The diagnostics data transfer between the device and the cloud is optimised to send as little data as possible. Some of the things that we do to ensure this are:

  • We use CBOR based encoding, which provides a tight binary representation of data to be transported between the device and the cloud
  • Wherever possible, we leverage the fact that the cloud can reference the ELF file for the firmware that is executing on the device. For example, if the firmware logs a read-only string data in diagnostics, this read-only string would already be present in the rodata of the firmware ELF image. So instead of transmitting the entire string, we just transmit the address of the string to the Insights cloud. The Insights cloud takes care of cross-referencing this with the appropriate ELF file to extract the string that is available.
  • Many cloud platforms charge based on the MQTT messages. One of the features we are working on is to piggyback diagnostics data into the same MQTT message as the command-and-control data from your cloud service. This will bring further costs savings by optimising the number of distinct MQTT messages being exchanged with the cloud.

Group Analytics

ESP Insights provides insights into how group of devices are performing. You may group devices based on the Project, Project Versions or Event categories.

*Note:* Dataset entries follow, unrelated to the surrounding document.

Issue #12249, opened 2026-07-17
HTML mobile view: expanding and closing the hamburger menu creates a gap at the bottom.


quantum-leaps:
**Describe the bug**
With the following HTML settings:

DISABLE_INDEX          = NO
GENERATE_TREEVIEW      = YES
FULL_SIDEBAR           = NO

HTML mobile view (narrow screen): expanding and closing the hamburger menu creates a gap at the bottom.

**Screenshots**
<img width="1758" height="727" alt="Image" src="https://github.com/user-attachments/assets/8133c270-4d52-4d7b-a43a-bc6a62c3b8b9" />

**To Reproduce**
Completely reproducible.

**Expected behavior**
Closing the mobile menu restores the webpage height to the state before opening the menu.

**Version**
Doxygen 1.17.0

**Stack trace**
N/A

**Additional context**
N/A

albert-github:
It can easily be shown by using the page https://doxygen.github.io/doxygen-docs/dd/da0/todo.html
(I see it with Firefox, Google Chrome and Edge)

albert-github:
I've just pushed a proposed patch, pull request #12250

quantum-leaps:
The proposed patch ([PR #1250](https://github.com/doxygen/doxygen/pull/12250) works for me in the configuration shown in the original issue report. I hope it will be included in the next official Doxygen release.
Thank you!

albert-github:
- Code has been integrated in master on GitHub (please don't close the issue as this will be done at the moment of an official release).

doxygen:
This issue was previously marked 'fixed but not released',
which means it should be fixed in Doxygen version 1.18.0.
Please verify if this is indeed the case. Reopen the
issue if you think it is not fixed, and please include any additional information
that you think can be relevant (preferably in the form of a self-contained example).

PR #12250, opened 2026-07-18
issue #12249 HTML mobile view: expanding and closing the hamburger menu creates a gap at the bottom.

albert-github:
- add missing resize call
- remove delay when "slideUp" as it gave a strange jump of the bottom breadcrumb

### DIFF
--- a/templates/html/menu.js
+++ b/templates/html/menu.js
@@ -27,6 +27,7 @@ function initMenu(relPath,treeview) {
   const SHOW_DELAY = 250;  // 250ms delay before showing
   const HIDE_DELAY = 500;  // 500ms delay before hiding
   const SLIDE_DELAY = 250; // 250ms slide up/down delay
+  const SLIDE_DELAY_MAIN = 0; // 0ms slide up/down delay for main menu
   const WHEEL_STEP = 30;   // 30 pixel per mouse wheel tick
   const ARROW_STEP = 5;    // 5 pixel when hovering arrow up/down
   const ARROW_POLL_INTERVAL = 20; // 20ms per arrow up/down check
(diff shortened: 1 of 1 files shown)


templates/html/menu.js
```diff
@@ -138,8 +139,9 @@ function initMenu(relPath,treeview) {
           initResizableIfExists();
         });
       } else {
-        slideUp(mainMenu, SLIDE_DELAY, () => {
+        slideUp(mainMenu, SLIDE_DELAY_MAIN, () => {
```
doxygen, line 142: only adding the `initResizableIfExists()` seems enough. I don't think there is a need for `SLIDE_DELAY_MAIN`

albert-github: For the problem this is correct, but the result gives a nasty jump, in my opinion. as written in the comment:
> remove delay when "slideUp" as it gave a strange jump of the bottom breadcrumb

doxygen: ok, but a `slideUp` of 0 duration doesn't make much sense. Better remove the `slideUp` call then, and place the actions that were inside the `slideUp` body directly in the `else` statement.

albert-github: That is correct but I left it in this way as in that case no code duplication is necessary and is, probably, better understandable.
Feel free to change as you think is best.

doxygen:
@albert-github Decided to keep the animation (result isn't so bad), see https://github.com/doxygen/doxygen/commit/721d44116805e8ebe45dc83330b82a05fec1dd49

Somehow Github doesn't see it as a merge, so I'll close it manually.

albert-github:
At the moment GitHub looks like to have a bit of a latency problem, hence probably that it, yet, doesn't see the closing.

image

PR #12291, opened 2026-08-16
Compile warning in dstring

albert-github:
In `dstring.cpp` we get the warning:
```
D:\a\doxygen\doxygen\src\dstring.cpp(72): warning C4267: 'initializing': conversion from 'size_t' to 'int', possible loss of data
```

Replaced loop with a correct `size_t` loop.

### DIFF
--- a/src/dstring.cpp
+++ b/src/dstring.cpp
@@ -69,7 +69,11 @@ size_t DString::rfind_insensitive( const char *str, size_t index) const
   else if (index>len) return DString::npos; // bad index
   else if (index+slen>len) index = len-slen; // str would be too long
   const char *pos = data()+index;
-  for (size_t i=index+1; i--;) if (dstrnicmp(pos--,str,slen)==0) return i;
+  for (size_t i=index+1; i>0; ) 
+  {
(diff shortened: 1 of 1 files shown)


src/dstring.cpp
```diff
@@ -69,7 +69,7 @@ size_t DString::rfind_insensitive( const char *str, size_t index) const
   else if (index>len) return DString::npos; // bad index
   else if (index+slen>len) index = len-slen; // str would be too long
   const char *pos = data()+index;
-  for (int i=index; i>=0; i--) if (dstrnicmp(pos--,str,slen)==0) return i;
+  for (size_t i=index+1; i--;) if (dstrnicmp(pos--,str,slen)==0) return i;
```
doxygen: This construct is quite subtle. Copilot suggested to use:
```c++
for (size_t i = index+1; i>0; ) {
    --i;
    /* use i */
}
```
to not have to rely on the post-decrement-in-condition trick.

albert-github: It is indeed quite subtle.
Feel free to change it.

PR #12294, opened 2026-08-17
Compilation warnings regarding `size_t`

albert-github:
- a column number cannot be negative, so better to use `size_t
- correcting some other compilation warnings regarding size_t / int conversions

### DIFF
--- a/src/memberdef.cpp
+++ b/src/memberdef.cpp
@@ -509,7 +509,7 @@ class MemberDefImpl final : public DefinitionMixin<MemberDefMutable>
     const MemberDef *m_categoryRelation = nullptr;
     DString m_declFileName;
     int m_declLine = -1;
-    size_t m_declColumn = -1;
+    size_t m_declColumn = 1;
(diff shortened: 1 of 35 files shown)


src/memberdef.cpp
```diff
@@ -509,12 +509,12 @@ class MemberDefImpl final : public DefinitionMixin<MemberDefMutable>
     const MemberDef *m_categoryRelation = nullptr;
     DString m_declFileName;
     int m_declLine = -1;
-    int m_declColumn = -1;
+    size_t m_declColumn = -1;
```
doxygen: -1 is not a valid default for size_t

albert-github:
See some more problems during compilation, looking into then (commentscan, htmlgen, latexgen, searchindex_js, util)

albert-github:
@doxygen,

Looks like a longer standing problem, maybe you have an idea?

albert-github:
Looks like to happen with a.o. Ubuntu Latest GCC Debug (Arm)

PR #12311, opened 2026-08-27
XML output for function pointers is no longer a valid C declaration

gkiagia:
In 1.18.0 the XML output for function pointers (both `typedef`s and struct/class members) changed shape. `<definition>` is no longer valid C, and `<type>` + `<name>` + `<argsstring>` no longer concatenate into a valid declaration, which they did in every earlier release.

`git bisect` points at 772ac869 ("Refactoring: Better align interface of QCString with std::string"), whose commit message notes `int s.find -> size_t s.find`, so this looks like an unintended side effect of that migration rather than a deliberate format change.

## Minimal example

`src/test.h`:

```c
/*! \file test.h */

/*! \brief A function pointer typedef. */
typedef int (*MyCallback) (int a, int b);

/*! \brief A struct with a function pointer member. */
struct MyIface {
  /*! \brief a member function pointer */
  int (*do_it) (struct MyIface *self, int x);
};
```

`Doxyfile`:

```
PROJECT_NAME = min
INPUT = src
OUTPUT_DIRECTORY = out
GENERATE_HTML = NO
GENERATE_LATEX = NO
GENERATE_XML = YES
QUIET = YES
```

## Expected (1.17.0 and earlier)

```xml
<type>int(*</type>
<definition>typedef int(* MyCallback) (int a, int b)</definition>
<argsstring>)(int a, int b)</argsstring>
<name>MyCallback</name>
```

`type + " " + name + argsstring` → `int(* MyCallback) (int a, int b)` — valid C.

## Actual (1.18.0)

```xml
<type>int(*)</type>
<definition>typedef int(*) MyCallback(int a, int b)</definition>
<argsstring>(int a, int b)</argsstring>
<name>MyCallback</name>
```

`type + " " + name + argsstring` → `int(*) MyCallback(int a, int b)` — not valid C. `<definition>` on its own is not valid C either.

The struct member `MyIface::do_it` changes identically.

## Root cause

`src/doxygen.cpp`, the function-pointer correction in `addVariable()`.

1.17.0, where `QCString::find()` returns `int` and `-1` when not found:

```c
int ai = type.find('[', i);
if (ai > i)                          // no '[' → -1 > i → false
{
  ...                                //   → correctly skipped
}
else if (type.find(')', i) != -1)    // function ptr, not "int (*bla)[10]"
{
  type = type.left(type.length()-1); // "int(*)" → "int(*"
  args.prepend(") ");                // "(a,b)"  → ")(a,b)"
}
```

1.18.0, where `DString::find()` returns `size_t` and `npos` (`src/dstring.h:244`):

```c
size_t ii = i;
size_t ai = type.find('[', ii);
if (ai > ii)                         // no '[' → npos > ii → TRUE
{
  args.prepend(type.mid(ai));        // mid(npos) → "" → no-op
  type = type.left(ai);              // left(npos) → whole string → no-op
}
else if (...)                        // never reached
```

The `find()` return type was migrated but the `ai > i` comparison was not. When the type contains no `[`, `npos > ii` is true, so the "function pointer array" branch is taken instead — and both of its statements are silently no-ops, because `DString::mid()` returns empty for `index > size` and `DString::left(npos)` returns the whole string. The correction never runs and the scanner's raw `int(*)` / `(a, b)` reach the output.

## Impact

Reported downstream in WirePlumber as https://gitlab.freedesktop.org/pipewire/wireplumber/-/issues/995: the Sphinx C domain rejects the declarations Breathe builds from this XML and the affected typedefs and vfunc members drop out of the C domain index, losing all their cross-references.

### DIFF
--- a/src/doxygen.cpp
+++ b/src/doxygen.cpp
@@ -3320,7 +3320,7 @@ static void addVariable(const Entry *root,int isFuncPtr=-1)
     {
       size_t ii = i;
       size_t ai = type.find('[',ii);
-      if (ai>ii) // function pointer array
+      if (ai!=DString::npos && ai>ii) // function pointer array
       {
         args.prepend(type.mid(ai));
         type=type.left(ai);
--- a/testing/123/123__function__pointer_8c.xml
+++ b/testing/123/123__function__pointer_8c.xml
@@ -1,0 +1,42 @@
+<?xml version="1.0" encoding="UTF-8" standalone="no"?>
+<doxygen xmlns:xsi="http://www.w3.org/2001/XMLSchema-instance" xsi:noNamespaceSchemaLocation="compound.xsd" version="" xml:lang="en-US">
+  <compounddef id="123__function__pointer_8c" kind="file" language="C++">
+    <compoundname>123_function_pointer.c</compoundname>
+    <innerclass refid="struct_my_iface" prot="public">MyIface</innerclass>
+    <sectiondef kind="typedef">
+      <memberdef kind="typedef" id="123__function__pointer_8c_1af03e798d107bf0e5d3800db992ae5680" prot="public" static="no">
+        <type>int(*</type>
+        <definition>typedef int(* MyCallback) (int a, int b)</definition>
+        <argsstring>)(int a, int b)</argsstring>
+        <name>MyCallback</name>
+        <briefdescription>
+          <para>A function pointer typedef. </para>
+        </briefdescription>
+        <detaileddescription>
+        </detaileddescription>
+        <inbodydescription>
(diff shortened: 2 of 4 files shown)


albert-github:
The test is nowadays indeed not correct and should indeed contain the test on `npos`. The problem also shows in the HTML output.

As a side note I don't like the way doxygen splits the "type" and "argsstring" here in respect to the round brackets:
```
<type>int(*</type>

<argsstring>)(int a, int b)</argsstring>
```

gkiagia:
It looks strange indeed. The "buggy" XML actually looks better, but...

PR #12321, opened 2026-09-01
doxygen.cpp: fix parsing of typedef of C function pointers (1.8.0 regression)

rouault:
Commit 772ac869946245992ee79d6245d88b95812cb4cd ("Refactoring: Better align interface of QCString with std::string") broke parsing of typedef of C function pointers
like ``typedef void(* foo) (int bar)`` where the definition field after that commit became ``typedef void(*) foo(int bar)`` instead of the expected ``typedef void(* foo) (int bar)``

The reason is that the change of the type of the ``ai`` variable from ``int`` to ``size_t`` causes a test like ``if (ai>ii)`` to be true when ai==npos, which is not expected.

While debugging to spot the offending site, I found other similar patterns, so is likely there might be other bugs due to that commit lurking.

This commit adds a regression test for that use case.

### DIFF
--- a/src/doxygen.cpp
+++ b/src/doxygen.cpp
@@ -3345,7 +3345,7 @@ static void addVariable(const Entry *root,int isFuncPtr=-1)
     {
       size_t ii = i;
       size_t ai = type.find('[',ii);
-      if (ai>ii) // function pointer array
+      if (ai!=QCString::npos && ai>ii) // function pointer array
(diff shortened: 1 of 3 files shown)


rouault:
closing. I see this has already been fixed in master per 2a611fda57f8fa54ca5f2d38bf5418f691f30018

Issue #12329, opened 2026-09-06
warning: multiple use of section label 'deprecated'


wismill:
**Describe the bug**
Doxygen warns:

```
warning: multiple use of section label 'deprecated'
```

while it should automatically handle duplicated sections.

**To Reproduce**
Create a markdown document with multiple `### Deprecated` section and set `GENERATE_DEPRECATEDLIST = YES` in the configuration file.

See:
- https://github.com/xkbcommon/libxkbcommon/blob/dc602de4d68f53c825c2c9af66bd5f53135964e2/NEWS.md?plain=1
- https://github.com/xkbcommon/libxkbcommon/blob/dc602de4d68f53c825c2c9af66bd5f53135964e2/doc/Doxyfile.in

**Expected behavior**
No warning: duplicated sections are handled automatically.

**Version**
1.19.0 6d2c004cb2fe03b2aa88b7f62e69522e54aaeacd

**Additional context**

It may be due to the special treatment of `GENERATE_DEPRECATEDLIST = YES`, because I have a lot of other repeated section title in the changelog that do not trigger the warning.

albert-github:
When running with the indicated 2 files I don't get a warning, but that is logical as the file `NEWS.md` is excluded, but even when adjusting the doxygen settings file so that the file is processed I don't see message. Also with a small test I created: [example.tar.gz](https://github.com/user-attachments/files/31907335/example.tar.gz)

I don't see the problem.

So:
- Can you please attach a, small, self contained example (source+configuration file in a, compressed, tar or zip file!) that allows us to reproduce the problem?
   Please don't add external links as they might not be persistent (also references to GitHub repositories are considered non persistent).

wismill:
Thanks for tackling this. See this small reproducer based on your test: [example.tar.gz](https://github.com/user-attachments/files/31907778/example.tar.gz).

- Fixed typo
- Added `@deprecated` to trigger the bug.

albert-github:
I've just pushed a proposed patch, pull request #12334

albert-github:
- Code has been integrated in master on GitHub (please don't close the issue as this will be done at the moment of an official release).

wismill:
Thank you for this fix and all the others!

PR #12334, opened 2026-09-07
issue #12329 warning: multiple use of section label 'deprecated'

albert-github:
Give the internal `deprecated` list a unique name (same automatically for other generated xref lists, `todo`, `bug`, `test`).

### DIFF
--- a/src/commentscan.l
+++ b/src/commentscan.l
@@ -4442,15 +4442,17 @@ static void addRequirementId(yyscan_t yyscanner)
 //-----------------------------------------------------------------
 
 static void addXRefItemToEntry(Entry *current, const DString &docs,
-                        const DString &listName,const DString &itemTitle,
+                        const DString &_listName,const DString &itemTitle,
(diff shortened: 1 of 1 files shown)


src/commentscan.l
```diff
@@ -4442,15 +4442,17 @@ static void addRequirementId(yyscan_t yyscanner)
 //-----------------------------------------------------------------
 
 static void addXRefItemToEntry(Entry *current, const DString &docs,
-                        const DString &listName,const DString &itemTitle,
+                        const DString &_listName,const DString &itemTitle,
```
doxygen: while technically correct, it is usually discouraged to start identifiers with an `_` (identifiers starting with `__` are reserved, as are identifiers starting with `_` followed by a capital letter). 
See also https://www.geeksforgeeks.org/cpp/what-are-the-rules-for-using-an-underscore-in-a-cpp-identifier/

Suggest to use `baseName` or `listName_`

albert-github: updated to `baseName`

  • Compare the firmware insights across different versions of a project
  • A very high-level insights starting at a project level and can be drilled down to an event category

Group Analytics 1

A few examples of group based data that you can observe:

  • Counts grouped by events (for e.g., Errors) for a particular project and version, in a selected time interval. You can change the interval to hour or aggregate to week or a month interval.

Group Analytics 2

  • Distribution of event counts (for e.g., crash counts) for a group in a selected time interval.

Group Analytics 3

  • Distribution of event (for e.g. Reboot reason) counts for a group in a selected time interval. You can drill down further on the reboot reason and get to the nodes which are reporting the particular event.

Group Analytics 4

  • Count of unique nodes which are reporting certain events (reboots / errors / warnings) in a selected time interval

Group Analytics 5

  • List of top nodes having the most number of events and can be drilled down to category level

Command Response

ESP Insights leverages RainMaker's command response feature to enable the device to be controllable from the Insights dashboard.

  • When enabled, this feature lists options under the Node's Settings tab. These interactive options can be used to control the device. For example, an admin can remotely reboot the device, enable or disable diagnostics collection, or granularly choose to enable or disable features such as Metrics and Variables.